— Information provided —

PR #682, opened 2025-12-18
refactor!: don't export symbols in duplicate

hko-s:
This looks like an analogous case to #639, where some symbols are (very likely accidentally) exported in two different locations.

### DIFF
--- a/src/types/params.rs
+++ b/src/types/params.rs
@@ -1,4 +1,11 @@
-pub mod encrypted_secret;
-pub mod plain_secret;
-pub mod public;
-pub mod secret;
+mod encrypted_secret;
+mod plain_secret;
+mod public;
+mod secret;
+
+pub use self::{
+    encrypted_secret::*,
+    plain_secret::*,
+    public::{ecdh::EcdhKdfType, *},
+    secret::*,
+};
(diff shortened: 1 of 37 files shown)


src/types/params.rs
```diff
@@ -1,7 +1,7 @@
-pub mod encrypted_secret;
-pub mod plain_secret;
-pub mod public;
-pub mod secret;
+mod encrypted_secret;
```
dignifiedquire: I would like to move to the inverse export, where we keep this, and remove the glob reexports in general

— Work instructions —
Scan the entries above and copy each line where "types" occurs.

— Answer section —
--- a/src/types/params.rs
+++ b/src/types/params.rs
src/types/params.rs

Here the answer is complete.